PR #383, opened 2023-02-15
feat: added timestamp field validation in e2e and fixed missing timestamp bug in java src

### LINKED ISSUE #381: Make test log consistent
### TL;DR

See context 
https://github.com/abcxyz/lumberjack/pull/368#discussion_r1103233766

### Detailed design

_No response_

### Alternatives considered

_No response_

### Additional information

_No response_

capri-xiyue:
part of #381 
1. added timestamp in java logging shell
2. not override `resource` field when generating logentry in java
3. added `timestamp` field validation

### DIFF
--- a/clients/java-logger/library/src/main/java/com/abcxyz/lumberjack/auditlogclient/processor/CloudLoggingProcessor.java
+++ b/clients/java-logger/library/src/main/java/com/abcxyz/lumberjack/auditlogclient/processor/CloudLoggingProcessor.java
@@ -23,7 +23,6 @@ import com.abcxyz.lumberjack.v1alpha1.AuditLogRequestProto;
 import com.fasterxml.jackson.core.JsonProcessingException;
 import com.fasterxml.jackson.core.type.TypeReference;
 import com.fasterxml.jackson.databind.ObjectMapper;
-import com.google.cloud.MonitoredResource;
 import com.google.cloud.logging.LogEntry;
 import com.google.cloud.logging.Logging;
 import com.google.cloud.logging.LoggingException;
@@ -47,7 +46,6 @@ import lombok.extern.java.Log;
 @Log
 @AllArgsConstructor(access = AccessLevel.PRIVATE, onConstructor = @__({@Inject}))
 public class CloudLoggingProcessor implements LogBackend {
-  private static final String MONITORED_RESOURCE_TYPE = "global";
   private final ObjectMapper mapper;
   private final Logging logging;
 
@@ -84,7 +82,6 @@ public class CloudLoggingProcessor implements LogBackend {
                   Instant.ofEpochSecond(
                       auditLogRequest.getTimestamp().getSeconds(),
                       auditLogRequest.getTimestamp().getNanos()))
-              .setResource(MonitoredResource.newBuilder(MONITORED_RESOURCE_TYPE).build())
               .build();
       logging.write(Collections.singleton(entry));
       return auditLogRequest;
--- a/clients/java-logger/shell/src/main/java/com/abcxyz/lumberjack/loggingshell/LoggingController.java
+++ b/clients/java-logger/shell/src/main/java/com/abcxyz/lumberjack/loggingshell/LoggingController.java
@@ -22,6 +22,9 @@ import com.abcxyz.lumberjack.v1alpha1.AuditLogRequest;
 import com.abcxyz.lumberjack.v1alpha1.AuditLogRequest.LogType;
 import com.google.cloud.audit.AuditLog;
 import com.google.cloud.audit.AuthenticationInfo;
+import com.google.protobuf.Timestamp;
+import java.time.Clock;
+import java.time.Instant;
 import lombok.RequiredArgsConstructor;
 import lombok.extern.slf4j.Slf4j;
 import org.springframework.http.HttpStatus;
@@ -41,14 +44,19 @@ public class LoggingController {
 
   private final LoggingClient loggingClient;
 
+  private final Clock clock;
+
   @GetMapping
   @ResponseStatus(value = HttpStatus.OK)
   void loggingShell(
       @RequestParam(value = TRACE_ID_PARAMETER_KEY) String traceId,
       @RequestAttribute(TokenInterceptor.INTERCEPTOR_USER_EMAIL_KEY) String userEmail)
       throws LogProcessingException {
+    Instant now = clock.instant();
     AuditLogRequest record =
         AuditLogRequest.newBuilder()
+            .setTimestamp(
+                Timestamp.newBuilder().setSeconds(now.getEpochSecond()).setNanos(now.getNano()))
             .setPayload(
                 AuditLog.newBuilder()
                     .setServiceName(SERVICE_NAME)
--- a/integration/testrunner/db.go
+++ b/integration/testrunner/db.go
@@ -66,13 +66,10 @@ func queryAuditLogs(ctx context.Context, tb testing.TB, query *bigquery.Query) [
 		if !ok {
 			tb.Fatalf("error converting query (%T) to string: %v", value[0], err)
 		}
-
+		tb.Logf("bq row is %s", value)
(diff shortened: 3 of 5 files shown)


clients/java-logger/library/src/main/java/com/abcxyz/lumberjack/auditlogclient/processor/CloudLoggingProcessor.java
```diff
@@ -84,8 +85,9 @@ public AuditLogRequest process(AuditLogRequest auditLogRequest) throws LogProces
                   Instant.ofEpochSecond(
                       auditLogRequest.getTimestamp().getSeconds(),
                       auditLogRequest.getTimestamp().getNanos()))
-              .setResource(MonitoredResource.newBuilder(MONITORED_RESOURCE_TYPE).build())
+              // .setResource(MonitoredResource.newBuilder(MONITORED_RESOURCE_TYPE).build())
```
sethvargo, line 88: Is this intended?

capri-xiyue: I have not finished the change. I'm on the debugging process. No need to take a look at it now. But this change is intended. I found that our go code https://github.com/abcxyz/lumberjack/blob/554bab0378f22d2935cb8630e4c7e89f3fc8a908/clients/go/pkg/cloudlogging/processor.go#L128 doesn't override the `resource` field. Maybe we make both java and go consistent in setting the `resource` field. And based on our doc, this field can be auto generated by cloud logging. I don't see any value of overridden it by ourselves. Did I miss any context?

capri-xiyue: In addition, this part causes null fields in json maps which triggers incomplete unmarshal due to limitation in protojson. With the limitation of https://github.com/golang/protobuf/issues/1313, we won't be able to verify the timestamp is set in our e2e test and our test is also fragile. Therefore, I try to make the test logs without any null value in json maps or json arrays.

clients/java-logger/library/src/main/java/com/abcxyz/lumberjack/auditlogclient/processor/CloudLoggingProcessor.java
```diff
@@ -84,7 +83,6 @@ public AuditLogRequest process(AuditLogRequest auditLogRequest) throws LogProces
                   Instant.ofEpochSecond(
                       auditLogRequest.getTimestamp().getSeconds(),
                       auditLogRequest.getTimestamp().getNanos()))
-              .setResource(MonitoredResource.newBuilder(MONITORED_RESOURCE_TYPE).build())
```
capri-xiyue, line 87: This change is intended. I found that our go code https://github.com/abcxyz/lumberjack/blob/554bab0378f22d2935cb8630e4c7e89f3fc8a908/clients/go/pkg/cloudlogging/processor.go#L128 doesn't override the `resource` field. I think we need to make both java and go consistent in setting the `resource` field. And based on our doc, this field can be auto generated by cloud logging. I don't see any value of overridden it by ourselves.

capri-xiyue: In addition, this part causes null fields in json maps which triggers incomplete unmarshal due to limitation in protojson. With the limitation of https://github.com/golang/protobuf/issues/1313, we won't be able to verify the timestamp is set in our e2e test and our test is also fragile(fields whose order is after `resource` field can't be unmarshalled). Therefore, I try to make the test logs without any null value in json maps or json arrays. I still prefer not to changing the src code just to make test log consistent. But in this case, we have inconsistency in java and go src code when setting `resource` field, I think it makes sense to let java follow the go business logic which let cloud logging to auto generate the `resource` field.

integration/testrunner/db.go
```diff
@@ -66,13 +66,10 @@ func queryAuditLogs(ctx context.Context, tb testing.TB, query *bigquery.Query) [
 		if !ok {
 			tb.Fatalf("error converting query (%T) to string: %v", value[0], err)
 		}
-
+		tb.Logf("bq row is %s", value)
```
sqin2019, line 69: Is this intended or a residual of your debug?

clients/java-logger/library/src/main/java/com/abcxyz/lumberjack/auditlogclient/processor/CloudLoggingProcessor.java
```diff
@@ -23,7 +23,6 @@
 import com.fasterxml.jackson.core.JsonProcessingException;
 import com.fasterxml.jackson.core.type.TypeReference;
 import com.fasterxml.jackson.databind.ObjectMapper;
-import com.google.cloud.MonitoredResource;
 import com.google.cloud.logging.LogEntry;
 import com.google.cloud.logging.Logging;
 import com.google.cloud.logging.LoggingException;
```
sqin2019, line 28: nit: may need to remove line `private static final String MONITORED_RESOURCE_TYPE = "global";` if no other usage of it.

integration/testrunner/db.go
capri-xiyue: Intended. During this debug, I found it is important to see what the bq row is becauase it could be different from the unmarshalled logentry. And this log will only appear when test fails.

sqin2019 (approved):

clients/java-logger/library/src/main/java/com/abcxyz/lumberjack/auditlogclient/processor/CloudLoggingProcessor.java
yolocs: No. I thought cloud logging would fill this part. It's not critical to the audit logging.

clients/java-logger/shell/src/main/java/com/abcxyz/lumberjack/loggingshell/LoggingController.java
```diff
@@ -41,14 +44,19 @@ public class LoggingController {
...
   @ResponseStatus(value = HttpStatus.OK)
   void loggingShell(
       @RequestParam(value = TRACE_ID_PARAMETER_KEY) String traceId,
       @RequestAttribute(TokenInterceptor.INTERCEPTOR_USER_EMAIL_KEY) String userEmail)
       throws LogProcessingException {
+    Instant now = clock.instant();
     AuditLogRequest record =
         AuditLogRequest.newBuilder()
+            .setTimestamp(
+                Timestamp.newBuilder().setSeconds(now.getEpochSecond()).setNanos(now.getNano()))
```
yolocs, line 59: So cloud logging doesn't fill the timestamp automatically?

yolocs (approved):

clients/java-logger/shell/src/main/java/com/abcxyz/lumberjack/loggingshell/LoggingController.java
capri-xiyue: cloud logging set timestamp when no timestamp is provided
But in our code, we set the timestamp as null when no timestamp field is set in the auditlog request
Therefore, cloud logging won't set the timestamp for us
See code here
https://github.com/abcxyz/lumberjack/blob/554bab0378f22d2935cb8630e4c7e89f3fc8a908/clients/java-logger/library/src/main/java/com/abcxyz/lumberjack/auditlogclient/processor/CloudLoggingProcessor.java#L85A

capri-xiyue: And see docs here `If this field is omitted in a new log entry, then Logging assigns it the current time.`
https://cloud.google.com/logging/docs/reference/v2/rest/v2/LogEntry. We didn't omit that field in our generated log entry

◇ ◇ ◇ ◇

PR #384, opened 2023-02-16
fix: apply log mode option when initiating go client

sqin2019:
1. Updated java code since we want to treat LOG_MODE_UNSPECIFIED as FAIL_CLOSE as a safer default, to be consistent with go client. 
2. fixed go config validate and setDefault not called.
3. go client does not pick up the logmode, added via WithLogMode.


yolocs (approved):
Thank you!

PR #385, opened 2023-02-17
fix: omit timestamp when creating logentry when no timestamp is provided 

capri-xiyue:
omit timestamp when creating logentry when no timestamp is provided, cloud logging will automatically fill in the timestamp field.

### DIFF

◇ ◇ ◇ ◇

In the data above, start at the line that has "PR #383, opened 2023-02-15", stop after the line that has "2. not override", and print every line in between exactly as it stands.

PR #383, opened 2023-02-15
feat: added timestamp field validation in e2e and fixed missing timestamp bug in java src

### LINKED ISSUE #381: Make test log consistent
### TL;DR

See context 
https://github.com/abcxyz/lumberjack/pull/368#discussion_r1103233766

### Detailed design

_No response_

### Alternatives considered

_No response_

### Additional information

_No response_

capri-xiyue:
part of #381 
1. added timestamp in java logging shell
2. not override `resource` field when generating logentry in java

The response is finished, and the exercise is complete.